In this study, E2F1 correlation with DNA repair and antioxidant genes was less than the correlation observed with CEBPG, and the E2F1 correlation was observed in both non-BC individuals as well as BC individuals. The maintained correlation of E2F1 with DNA repair and antioxidant genes in BC individuals suggests that this function is more tightly controlled in the population and does not play a role in determination of risk for BC. E2F1 has previously been reported to regulate transcription of DNA repair enzyme genes in other cell types, including primary human fibroblasts and mouse epidermal cells [24, 25]. Clearly this would have survival value since DNA repair gene up-regulation in response to E2F1 provides additional DNA repair when the DNA is replicating and is particularly vulnerable to damage.

Epidemiologic assessment of the correlation between a particular variation in DNA sequence, or polymorphism, and risk for BC has been a dominant paradigm for many years. Thus far, these efforts have met with scant success [26]. A common limitation in design of such studies is that they involve assessment of a single polymorphism or occasionally, a few polymorphisms. Further, although the polymorphism assessed typically resides within a gene known to protect bronchial epithelium from carcinogens, oxidants, or DNA damage, the selection of the particular polymorphism for study is largely empiric, and not based on known functional properties. These are problems because multiple infrequent polymorphisms at different sites may all contribute to risk and unless the key polymorphisms can be identified through a functional test, a statistically valid assessment would require much larger study populations [27].

The findings of this study support a novel approach to identifying clinically useful biomarkers.
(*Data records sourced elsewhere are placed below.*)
PR #2840, opened 2016-11-08
rm unused embeddable directives

xi:
Adhocracy generally allows to mark directives as embeddable. This may be done for any of the following reasons:

1. The directive should be embedded on a 3rd party website
2. The directive should be tested on its own through protractor
3. The directive should be tested on its own by developers

In the past we marked many directives as embeddable mainly because of (3): It made development simpler.

When a directive becomes embeddable, the directive, including its interface, become part of the public embedding API which needs to maintain backwards compatibility. This is a strong reason not to mark directives as embeddable by default. (Issues like #2839 may occur)

In an effort to reduce the size of our public API I tried to find out which directives are actually used. Piwik gave me the following results:

- `mein-berlin-bplaene-proposal-embed`
- `meinberlin-stadtforum-proposal-detail`

In addition to that, the following directives are used in acceptance tests:

- `create-or-show-comment-listing`
- `social-share`
- `mercator-2016-proposal-create`

In this pull request I am removing all other embeddable directives.


der-john:
looks good to me.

According to the paradigm used in this study, a) a normal phenotype results from regulated transcription of a group of genes by one or more transcription factors, b) the corresponding risk-conferring or disease phenotype results from sub-optimal interaction among those same genes, and c) each phenotype is identifiable and distinguishable through virtually-multiplexed transcript abundance analysis. The data presented here support the utility of this paradigm in identifying genes associated with risk for BC.
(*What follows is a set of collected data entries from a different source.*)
PR #2841, opened 2016-11-08
der prozess

der-john:
Like #2810, but with debate workbenches instead of stadtforums. Replaces #2834 / #2837.

Three new "slot attributes" are added to `IProcessProperties`: `CreateSlot` (mandatory), `EditSlot` (mandatory) and `ImageSlot` (optional). They work the same way as `DetailSlot` and `ProcessHeaderSlot`. See 101fe6e.

- IdeaCollection,
- s1IdeaCollection (which can be integrated into IdeaCollection soon),
- mercator (which will probably not be updated).

In my opinion, having just one workbench module can reduce the maintainance effort of the frontend. E.g., there can be one logical place to put `ProcessCreate` and `ProcessEdit` views.

Also, we can simplify some concepts and names some time soon. IdeaCollection/Workbench can become simply Workbench, IdeaCollection/Proposal can become Proposal - which is analogous to what Document is right now -, and IdeaCollection/Process can maybe merge into the existing Process module (or replace it if we think the existing one should merge into ResourceArea).


der-john:
guess what: I'm rebasing this.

The next step will be to identify polymorphisms that affect regulation of XRCC1, ERCC5, GSTP1, SOD1, and GPX1 by CEBPG. Such polymorphisms should yield biomarkers suitable for more readily accessible samples, such as peripheral blood or buccal smears. A biomarker combining polymorphisms that affect regulation with those that affect function of antioxidant and DNA repair genes is likely to be the most accurate for identifying individuals at risk for BC. Biomarkers that accurately identify individuals at risk for BC will improve efficacy of chemoprevention and early detection clinical trials.

The observed inter-sample variation in the presence of gene-specific inhibitors of PCR provides evidence supporting the need for inclusion of an internal standard in each quantitative PCR transcript abundance measurement. Including such internal standards in the form of standardized mixtures of internal standards improves the reproducibility of transcript abundance measurement and enables development of a standardized database comprising virtually-multiplexed transcript abundance data. Virtually-multiplexed transcript abundance data are highly suited to identification of genes that have correlated transcript abundance values. Correlation at the transcript abundance level is an important property of genes that are co-regulated at the transcription level.

Conclusion

We conclude that in non-BC individuals, CEBPG regulates transcription of key antioxidant or DNA repair genes in NBEC and that in smokers who develop BC, CEBPG regulation is sub-optimal for a sufficient number of antioxidant and/or DNA repair genes to cause increased risk.